** Opening Input records block **

PR #2637, opened 2017-04-28
add SA tags to sam output

tedsharpe:


src/main/java/org/broadinstitute/hellbender/tools/spark/sv/AlignedAssemblyOrExcuse.java
```diff
@@ -130,12 +131,17 @@ public static void writeSAMFile( final String samFile, final PipelineOptions pOp
...
                     final List<BwaMemAlignment> alignments = allAlignments.get(contigIdx);
                     if ( alignments.isEmpty() ) continue;
+                    final Map<BwaMemAlignment,String> saTagMap = BwaMemAlignmentUtils.createSATags(alignments,refNames);
                     final FermiLiteAssembly.Contig contig = assembly.getContig(contigIdx);
                     final String readName = String.format("asm%06d:tig%05d", assemblyId, contigIdx);
                     final byte[] calls = contig.getSequence();
                     for ( final BwaMemAlignment alignment : alignments ) {
-                        writer.addAlignment(BwaMemAlignmentUtils.applyAlignment(readName, calls, null, null, alignment,
-                                refNames, header, false, false));
+                        SAMRecord samRecord =
```
SHuang-Broad: `final`

src/main/java/org/broadinstitute/hellbender/utils/bwa/BwaMemAlignmentUtils.java
```diff
@@ -91,11 +91,43 @@ else if ( alwaysGenerateASandXS ) {
...
+            }
+            saTags.put(alignment, saTag.toString());
+        }
+        return saTags;
+    }
+
+    /**
      * Describes an alignment as a string for use in an SA tag, for example.
      */
     public static String asTag( final BwaMemAlignment alignment, final List<String> refNames ) {
```
SHuang-Broad: This method seems to deal with SA tag only and is used only by `createSATags `. I would suggest making it private, and rename to something like `asSATag` (doesn't have to be, just for the name to reflect the intention a bit better, or the XA tag could be formatted like this as well?)

src/main/java/org/broadinstitute/hellbender/tools/spark/sv/AlignedAssemblyOrExcuse.java
tedsharpe: Hmmpf.  I wonder why IntelliJ didn't warn me about this one.  Fixed.

src/main/java/org/broadinstitute/hellbender/utils/bwa/BwaMemAlignmentUtils.java
tedsharpe: Yeah.  I don't see a need to make this private.  It's generally useful, even if it's only used to make SA tags right now.  The encoding used for SA and XA tags allows you to reference other alignments within an SAM record, and might see other uses.  So asTag pretty well describes turning an alignment into this kind of string, I think.
I think I'll duck your suggestion, if that's OK.

tedsharpe:
Rebased and squashed.  Is everyone happy?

** Closing Input records block **

Return the lines above that include the string "alignments".

* Response:
                     final List<BwaMemAlignment> alignments = allAlignments.get(contigIdx);
                     if ( alignments.isEmpty() ) continue;
+                    final Map<BwaMemAlignment,String> saTagMap = BwaMemAlignmentUtils.createSATags(alignments,refNames);
                     for ( final BwaMemAlignment alignment : alignments ) {
tedsharpe: Yeah.  I don't see a need to make this private.  It's generally useful, even if it's only used to make SA tags right now.  The encoding used for SA and XA tags allows you to reference other alignments within an SAM record, and might see other uses.  So asTag pretty well describes turning an alignment into this kind of string, I think.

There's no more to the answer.